This is a project I started on sophomore year at Purdue through an NSF Research Experiences for Undergraduates grant 1246818. This would not been possible without the Statistics Living Learning Community that I was part of that year, headed by Prof. Mark Daniel Ward.

The project I worked is based on the fact that a large part of electronic retail relies on understanding consumer product interests. This has led to the development of mathematical models in advertisement agencies to predict if the consumer they are targeting will click on their advertisement. Achieving the highest click prediction rate would mean that these agencies can pay to place their on line advertisements effectively to target people most interested in their product. Most of these predictions are based on regression models. Our goal was to utilize deep learning models to achieve better scores than the known regression models.

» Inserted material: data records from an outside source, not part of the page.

PR #195, opened 2019-09-08
Add some early returns in packaging.tags

cjerdonek:
This simplifies some of the nesting structure inside `packaging.tags`. (There is no behavior change here, just minor refactoring.)

### DIFF
--- a/packaging/tags.py
+++ b/packaging/tags.py
@@ -183,38 +183,37 @@ def _independent_tags(interpreter, py_version, platforms):
 
 
 def _mac_arch(arch, is_32bit=_32_BIT_INTERPRETER):
-    if is_32bit:
-        if arch.startswith("ppc"):
-            return "ppc"
-        else:
-            return "i386"
-    else:
+    if not is_32bit:
         return arch
+
+    if arch.startswith("ppc"):
+        return "ppc"
+
+    return "i386"
 
 
 def _mac_binary_formats(version, cpu_arch):
     formats = [cpu_arch]
     if cpu_arch == "x86_64":
-        if version >= (10, 4):
-            formats.extend(["intel", "fat64", "fat32"])
-        else:
+        if version < (10, 4):
             return []
+        formats.extend(["intel", "fat64", "fat32"])
+
     elif cpu_arch == "i386":
-        if version >= (10, 4):
-            formats.extend(["intel", "fat32", "fat"])
-        else:
+        if version < (10, 4):
             return []
+        formats.extend(["intel", "fat32", "fat"])
+
     elif cpu_arch == "ppc64":
         # TODO: Need to care about 32-bit PPC for ppc64 through 10.2?
         if version > (10, 5) or version < (10, 4):
             return []
-        else:
-            formats.append("fat64")
+        formats.append("fat64")
+
     elif cpu_arch == "ppc":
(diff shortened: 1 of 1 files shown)


packaging/tags.py
```diff
@@ -183,38 +183,37 @@ def _independent_tags(interpreter, py_version, platforms):
...
-    if is_32bit:
-        if arch.startswith("ppc"):
-            return "ppc"
-        else:
-            return "i386"
-    else:
+    if not is_32bit:
         return arch
 
+    if arch.startswith("ppc"):
```
```suggestion
    elif arch.startswith("ppc"):
```

packaging/tags.py
```diff
@@ -183,38 +183,37 @@ def _independent_tags(interpreter, py_version, platforms):
...
+        return "ppc"
+
+    return "i386"
```
```suggestion
    else:
        return "i386"
```

cjerdonek:
> One minor change to keep an `if`/`elif`/`else` chain so that `None` will get returned if the branches aren't appropriately exhausted instead of relying on every `if` branch having a `return`.

This was the point of the change though: if an `if` branch has a return, the `else` clause is redundant, and the indentation isn't needed. It results in flatter, less cluttered code ("Flat is better than nested.").

If an `else` is ever found to be needed in the future, it can be changed at that point. But for now, I was coding to how it is now.

(Btw, `None` shouldn't be returned by either of the functions I touched.)

brettcannon:
> > One minor change to keep an `if`/`elif`/`else` chain so that `None` will get returned if the branches aren't appropriately exhausted instead of relying on every `if` branch having a `return`.
> 
> This was the point of the change though:

Oh, I know, but that doesn't mean I agree with it entirely. :wink:

> if an `if` branch has a return, the `else` clause is redundant, and the indentation isn't needed. It results in flatter, less cluttered code ("Flat is better than nested.").

It's redundant technically, but not cognitively. If you take an "Explicit is better than implicit" view then keeping the `if`/`elif`/`else` means when I'm mentally going through the code flow I don't I don't have to fully read every `if` branch to verify that control flow stops via a branch and thus it's the equivalent of an `elif` or `else` but isn't explicitly spelled out. Going the way I'm advocating means I only have to care  about the branch that I care about and I can ignore the other ones.

For the case under discussion (and the only one; the other cases in this PR are fine with me), let's say I was looking up PowerPC 64. In the approach you're  advocating, a quick glance suggests two branches may do _something_, so I should check both branches out. But upon closer reading the first branch happens to have a `return`, so I could have ignored the ppc guard but I didn't know that until reading the `not is_32bit` branch completely. For the thing I'm advocating, I immediately don't care about any other branches past the first one and so I don't have to cognitively ever think about the rest of the branches.

> 
> If an `else` is ever found to be needed in the future, it can be changed at that point. But for now, I was coding to how it is now.

But you could also reverse that and say "the code works fine now, so there's no need to make the change."

> 
> (Btw, `None` shouldn't be returned by either of the functions I touched.)

Correct, which is why if `None` is returned then the logic is broken and `None` is a signal of a bug versus a default fall-through value which is actually legitimate in some cases and thus much harder to debug if a logic bug is introduced.

brettcannon:
If @pradyunsg likes what @cjerdonek has then I consider myself overruled.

The data that we used was from the iPinYou competition, where competitors were tasked to build a model that would achieve a high click through rate (CTR). iPinYou provided advertisement data from 9 companies. For each instance in the data we were given various attributes of the person that the electronic advertisement was sent to as well as if the person clicked on the advertisement. The data was originally split into different seasons of the iPinYou competition so the data for each advertiser had to be aggregated. After that, some of the variables had to be removed, spliced, or one hot encoded.

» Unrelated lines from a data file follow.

PR #196, opened 2019-09-10
Fix comments on marker variable declarations

chrahunt:
In #146 ([here](https://github.com/pypa/packaging/pull/146/files#diff-99b1c21fa480edb4456d111df29c50adR88-R94)) these were shifted down by 1 inadvertently. They are now aligned correctly and the "extra" variable has a reference.


chrahunt:
This is an example of psf/black#771.

di:
Thanks!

Once we had our data we tested our predictive power using a convolutional neural net and then a neural network model. Using our model configuration, we were not able to achieve higher predictive power than the regressions we compared it to, but the way we arranged our data made our models more interpretable to further analysis.

CNN model visualization

I was advised by Dr. Xiao Wang and Dr. Quiang Liu at Purdue. The results are going to be published in JPUR 2017.